É que, em função da Copa do Mundo de Futebol, o grande ópio do brasileiro, as coisas vão acontecendo, meio que na surdina, sem nos darmos conta, ainda que paire à beira do absurdo. Que temos? Temos que essa miríade de simulacros de junção de pessoas que nos são dados a ver como partidos políticos, sopa de letrinhas de pouco significado exceto para facilitar o caminho do jarro público onde lançar as mãos aduncas, estamos em vias de ver outro grandioso assalto aos cofres públicos, assalto este com o beneplácito e carimbo do Estado-Patrão. Falo do famigerado Fundo Partidário, cifra que ascende aos bilhões a ser repartida agora com estes arremedos de partidos políticos. 

Os que aprovaram este monstrengo, o fizeram, segundo dizem, para evitar o aprisionamento dos partidos e eleitos às algemas dos grandes doadores de dinheiro privado para as campanhas políticas. Diga-se logo que, ao que se vê de dia e com o Sol quente, escancarado na Imprensa, é que as tais doações privadas nunca o foram, pois via tubulação adredemente escavada, as grandes doações já o foram de dinheiro público. O que penso? Ao meu modesto e talvez errôneo sentir é que partido político, guardadas as devidas definições jurídicas e legais, são entidades próximas ao privado, associações com objetivos definidos como quaisquer outras.

Seus objetivos sim, são de tornar eleitos em agentes públicos.

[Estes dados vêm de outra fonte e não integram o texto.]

PR #121, opened 2021-11-19
Add report generator for dp_engine

jspacek:
## Description

This adds the report generator stages for aggregate params and contribution bounding.
It also adds a helper method for the tests so that they do not break when testing private functions.

It does not include the report stages for noise kind settings as this will be done following a refactoring. 

## Affected Dependencies
N/A

## How has this been tested?
- dp_engine_test

## Checklist

### DIFF
--- a/pipeline_dp/dp_engine.py
+++ b/pipeline_dp/dp_engine.py
@@ -106,6 +106,8 @@ class DPEngine:
             "Extract partition id")
         col = self._ops.filter_by_key(col, public_partitions,
                                       "Filtering out non-public partitions")
+        self._add_report_stage(
+            f"Public partition selection: dropped non public partitions")
         return self._ops.map_tuple(col, lambda k, v: v, "Drop key")
 
     def _bound_contributions(self, col, max_partitions_contributed: int,
@@ -134,7 +136,7 @@ class DPEngine:
             col, max_contributions_per_partition,
             "Sample per (privacy_id, partition_key)")
         self._add_report_stage(
-            f"Per-partition contribution: randomly selected not "
+            f"Per-partition contribution bounding: randomly selected not "
             f"more than {max_contributions_per_partition} contributions")
         # ((privacy_id, partition_key), [value])
         col = self._ops.map_values(
@@ -151,7 +153,7 @@ class DPEngine:
                                              "Sample per privacy_id")
 
         self._add_report_stage(
-            f"Contribution bounding: randomly selected not more than "
+            f"Cross-partition contribution bounding: randomly selected not more than "
             f"{max_partitions_contributed} partitions per user")
 
         # (privacy_id, [(partition_key, aggregator)])
@@ -191,7 +193,12 @@ class DPEngine:
 
         # make filter_fn serializable
         filter_fn = partial(filter_fn, (budget, max_partitions_contributed))
-        return self._ops.filter(col, filter_fn, "Filter private parititions")
+        self._add_report_stage(
+            lambda:
+            f"Private Partition selection: using {budget.mechanism_type.value} "
+            f"method with (eps= {budget.eps}, delta = {budget.delta})")
+
+        return self._ops.filter(col, filter_fn, "Filter private partitions")
 
     def _fix_budget_accounting_if_needed(self, col, accumulator_factory):
         """Adds MechanismSpec to accumulators.
--- a/pipeline_dp/dp_engine.py
+++ b/pipeline_dp/dp_engine.py
@@ -133,6 +133,9 @@ class DPEngine:
         col = self._ops.sample_fixed_per_key(
             col, max_contributions_per_partition,
             "Sample per (privacy_id, partition_key)")
+        self._add_report_stage(
+            f"Per-partition contribution: randomly selected not "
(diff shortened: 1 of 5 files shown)


tests/dp_engine_test.py
```diff
@@ -385,6 +384,28 @@ def test_aggregate_private_partition_selection_drop_many(self):
...
+        aggregator_params = pipeline_dp.AggregateParams(
+            noise_kind=pipeline_dp.NoiseKind.LAPLACE,
+            metrics=[agg.Metrics.COUNT],
+            max_partitions_contributed=1,
+            max_contributions_per_partition=1)
+        data_extractor = pipeline_dp.DataExtractors(
+            privacy_id_extractor=lambda x: x,
+            partition_extractor=lambda x: f"pk{x//2}",
+            value_extractor=lambda x: x)
+        dp_engine.aggregate([], aggregator_params, data_extractor)
```
dvadym, line 405: Do we need to run aggregate? Isn't a call to _add_report_stage enough?

pipeline_dp/report_generator.py
```diff
@@ -25,7 +25,7 @@ def report(self) -> str:
         if self._params is None:
             return ""
         title = f"Computing metrics: {[m.value[0] for m in self._params.metrics]}"
```
dvadym, line 27: Please m.value[0] -> m.value (and as a result will be full name of the metrics, not just first letter)

jspacek: Got it, looks much nicer now, thank you 🎉

tests/dp_engine_test.py
jspacek: Before the call to _add_report_stage, we need to add a first element to the array that includes the ReportGenerator object, otherwise it will throw an array index out of bounds exception for [-1].

But there is no need to call the entire aggregate function here, so I replaced it with a simpler call to add the first element into the array 😸 

Thank you!

pipeline_dp/dp_engine.py
```diff
@@ -147,8 +150,11 @@ def _bound_contributions(self, col, max_partitions_contributed: int,
         col = self._ops.sample_fixed_per_key(col, max_partitions_contributed,
                                              "Sample per privacy_id")
 
-        # (privacy_id, [(partition_key, aggregator)])
+        self._add_report_stage(
+            f"Contribution bounding: randomly selected not more than "
```
dvadym, line 154: Nit: Cross-partition contribution bounding

dvadym (commented):
Please add also information about partition selection.
Namely currently there are 2 places:
1. Function `_drop_not_public_partitions`  -> this function drops partitions which are not in `public_partitions` (this public partition case)
2. `_select_private_partitions` (this is private partitions case).

pipeline_dp/dp_engine.py
jspacek: Fixed, thanks for catching!

jspacek:
> Please add also information about partition selection. Namely currently there are 2 places:
> 
> 1. Function `_drop_not_public_partitions`  -> this function drops partitions which are not in `public_partitions` (this public partition case)
> 2. `_select_private_partitions` (this is private partitions case).

@dvadym Added some information for public and private partition selection and testing (but did not include the number of partitions).

pipeline_dp/dp_engine.py
```diff
@@ -185,6 +192,7 @@ def filter_fn(captures: Tuple[MechanismSpec, int],
 
         # make filter_fn serializable
         filter_fn = partial(filter_fn, (budget, max_partitions_contributed))
+        self._add_report_stage(f"Select private partitions")
```
dvadym, line 195: Maybe to have format for all messages like that:
<name of the stage>: <some additional information> (for contribution bounding it's the case).

Here it might be like
**Private Partition selection: using Truncated Geometric method with (eps=..., delta = )**

WDYT?

pipeline_dp/dp_engine.py
```diff
@@ -106,6 +106,7 @@ def _drop_not_public_partitions(self, col, public_partitions,
             "Extract partition id")
         col = self._ops.filter_by_key(col, public_partitions,
                                       "Filtering out non-public partitions")
+        self._add_report_stage(f"Dropped non public partitions")
```
dvadym, line 109: Maybe to have format for all messages like that:
: (for contribution bounding it's the case).

Here it might be like
**Public partition selection: dropped non public partitions**

WDYT?

pipeline_dp/dp_engine.py
dvadym: `eps, delta` can be taken from `budget`. But eps, delta are evaluated lazily, so which is not a problem, you can pass lambda returning to `_add_report_stage`, i.e.
_add_report_stage(lambda : f".... {budget.eps} ...")

jspacek: Looks great, I've implemented this lazily 😎

pipeline_dp/dp_engine.py
jspacek: Yes, this looks great. Completed!

dvadym (commented):
Thanks for implementing generation of reports!

PR #126, opened 2021-12-06
Introduce AccumulatorFactory hierarchy

dvadym:
This PR is a refactoring of way how accumulators are created during aggregation. [`Accumulator`](https://github.com/OpenMined/PipelineDP/blob/0cb701891eca47c55ee2ba93bc1cf5470a30a242/pipeline_dp/accumulator.py#L57) is an object that does aggregation.

**Before this PR:**
`AccumulatorFactory` contains a list of `AccumulatorParams`. `AccumulatorParams` are used for creating accumulators during aggregation.

**After this PR:**
1. `AccumulatorFactory` is renamed to `CompoundAccumulatorFactory` 
2. Abstract `AccumulatorFactory` is introduced and concrete `AccumulatorFactory` creates corresponding accumulators (e.g.`CountAccumulatorFactory` creates `CountAccumulator`)

**Why this refactoring is needed?**
This PR is 1st step of refactoring of computing metrics with `CombineFn` functions (see [on the page](https://beam.apache.org/documentation/transforms/python/aggregation/combineperkey/)  example 5). Combing with `CombineFn` is more effective and required for more tight integration with Beam.

Also this refactoring itself makes creating of accumulators more direct and as a result more readable.

### DIFF
--- a/pipeline_dp/accumulator.py
+++ b/pipeline_dp/accumulator.py
@@ -18,7 +18,7 @@ def merge(accumulators: typing.Iterable['Accumulator']) -> 'Accumulator':
     return reduce(lambda acc1, acc2: acc1.add_accumulator(acc2), accumulators)
 
 
-def create_accumulator_factories(
+def _create_accumulator_factories(
     aggregation_params: pipeline_dp.AggregateParams,
     budget_accountant: budget_accounting.BudgetAccountant
 ) -> typing.List['AccumulatorFactory']:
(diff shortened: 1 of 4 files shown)


pipeline_dp/accumulator.py
```diff
@@ -13,45 +13,34 @@
...
-    constructor_params: typing.Any
-
-
 def merge(accumulators: typing.Iterable['Accumulator']) -> 'Accumulator':
     """Merges the accumulators."""
     return reduce(lambda acc1, acc2: acc1.add_accumulator(acc2), accumulators)
 
 
-def create_accumulator_params(
+def create_accumulator_factories(
```
sushkoy, line 21: Should the convention to prefix internal methods with "_" apply here?

sushkoy (approved):

Issue #124, opened 2021-12-03
Ensure unique stage labels in BeamOperations


dvadym:
# Context
Python Beam syntax:

`collection | "label" >> transform`
eg.
`result = col | "map >> beam.Map(lambda ...)`

In Beam each transform should have unique labels. 

`BeamOperations` ([src](https://github.com/OpenMined/PipelineDP/blob/0cb701891eca47c55ee2ba93bc1cf5470a30a242/pipeline_dp/pipeline_operations.py#L98)) is PipelineDP connector to Beam. Most functions of `BeamOperations` are wrappers around corresponding Beam transforms, e.g.

```
class BeamOperations(PipelineOperations):
    def map(self, col, fn, stage_name: str):
        return col | stage_name >> beam.Map(fn)
```

Currently the following pipeline 

```
result1 = dp_engine.aggregate(...)
result2 = dp_engine.aggregate(...)
```
fails, because both calls of `aggregate` would have the same `stage_names`.

# Goal
To introduce class `UniqueStageNamesGenerator`, which keeps all already used stage names and have API like that

```
class UniqueLabelsGenerator:
    def unique(self, label):
        1. Adds 0, 1, ... to label to ensure uniqueness
        2. Save the unique label + str(number)
        3. Returns this unique label
```

Then `BeamOperations` can use this class for generating unique labels.

PR #128, opened 2021-12-22
Multiple stage names generator

jspacek:
## Description
Adds a class to generate unique stage names in Beam so we can use the same names in multiple pipelines. See #124.
## How has this been tested?
- Unit tests in `pipeline_operations_tests` for all beam operations.

## Checklist

### DIFF
--- a/pipeline_dp/pipeline_operations.py
+++ b/pipeline_dp/pipeline_operations.py
@@ -1,20 +1,15 @@
 """Adapters for working with pipeline frameworks."""
 
-from enum import Enum
 from functools import partial
-import os
 import multiprocessing as mp
-from pipeline_dp import accumulator
 import random
 import numpy as np
 
 import abc
 import apache_beam as beam
 import apache_beam.transforms.combiners as combiners
-import collections
 import pipeline_dp.accumulator as accumulator
 import typing
-from typing import Any, Optional, Callable, Tuple
 import collections
 import itertools
 
@@ -95,20 +90,50 @@ class PipelineOperations(abc.ABC):
         return False
 
 
+class UniqueLabelsGenerator:
+    """Generate unique labels for each pipeline aggregation."""
+
+    def __init__(self, suffix):
+        self._labels = set()
+        self._suffix = suffix
+
+    def _add_if_unique(self, label):
+        if label in self._labels:
+            return False
+        self._labels.add(label)
+        return True
+
+    def unique(self, label):
+        if not label:
+            label = "UNDEFINED_STAGE_NAME"
+        suffix_label = label + "_" + self._suffix
+        if self._add_if_unique(suffix_label):
+            return suffix_label
+        for i in itertools.count(1):
+            label_candidate = f"{label}_{i}_{self._suffix}"
+            if self._add_if_unique(label_candidate):
+                return label_candidate
+
+
 class BeamOperations(PipelineOperations):
     """Apache Beam adapter."""
 
+    def __init__(self, suffix: str = ""):
+        super().__init__()
+        self._ulg = UniqueLabelsGenerator(suffix)
+
     def map(self, col, fn, stage_name: str):
-        return col | stage_name >> beam.Map(fn)
+        return col | self._ulg.unique(stage_name) >> beam.Map(fn)
 
     def flat_map(self, col, fn, stage_name: str):
-        return col | stage_name >> beam.FlatMap(fn)
+        return col | self._ulg.unique(stage_name) >> beam.FlatMap(fn)
 
     def map_tuple(self, col, fn, stage_name: str):
-        return col | stage_name >> beam.Map(lambda x: fn(*x))
+        return col | self._ulg.unique(stage_name) >> beam.Map(lambda x: fn(*x))
 
     def map_values(self, col, fn, stage_name: str):
-        return col | stage_name >> beam.MapTuple(lambda k, v: (k, fn(v)))
+        return col | self._ulg.unique(stage_name) >> beam.MapTuple(lambda k, v:
+                                                                   (k, fn(v)))
 
     def group_by_key(self, col, stage_name: str):
         """Group the values for each key in the PCollection into a single sequence.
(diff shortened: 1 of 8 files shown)


pipeline_dp/pipeline_operations.py
```diff
@@ -95,20 +90,50 @@ def is_serialization_immediate_on_reduce_by_key(self):
...
+        return True
+
+    def unique(self, label):
+        if not label:
+            label = "UNDEFINED_STAGE_NAME"
+        suffix_label = label + "_" + self._suffix
+        if self._add_if_unique(suffix_label):
+            return suffix_label
+        for i in itertools.count(1):
+            label_candidate = label + "_" + str(i) + "_" + self._suffix
```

Logo, tais atividades devem ter custeio financeiro exatamente por conta de dirigentes, filiados, militantes e assemelhados.

NÃO SE TOMA JEITO, NÃO SE TEM VONTADE DE FAZER AS COISAS CERTAS

Já não chega o gasto absurdo com aparato para a manutenção dos tais gabinetes de lideranças nas casas do Congresso. Então, onde vamos? Vamos que em breves dias a verba polpuda será rateada, a mesma verba que faz falta para construção ou reabilitação de rodovias, melhorias na saúde pública e tantas outras carências e misérias que a Lei dispõe como dever do Estado. 

O tal fundo pretende, na visão dos ingênuos, e com aplausos frenéticos dos de má fé, inibir o tal caixa dois, a contabilidade paralela. O dinheiro solerte que entra por túneis, malas, caixas, cuecas e outros desvãos. Quanta bobagem. Nos dias de hoje vêm, quase que cotidianamente, eleitos e não eleitos a blasonarem com voz empostada que suas contas de campanha foram prestadas com exatidão e devidamente aprovadas pela Justiça Eleitoral, exatamente na hora em que esta mesma Justiça, em seus diversos ramos, põe em cheque exatamente a tal contabilidade cheia de lances espirituosos.

A campanha que se avizinha não será diferente. Depois dela se verá os mesmos defeitos vistos até aqui. De mais palpável é que o tal Fundo Partidário é o estímulo que faltava para a criação de mais agremiações políticas, mais siglas de aluguel, de olho e dedos curvos para esta grana fácil. Não se toma jeito, não se tem vontade de fazer as coisas certas.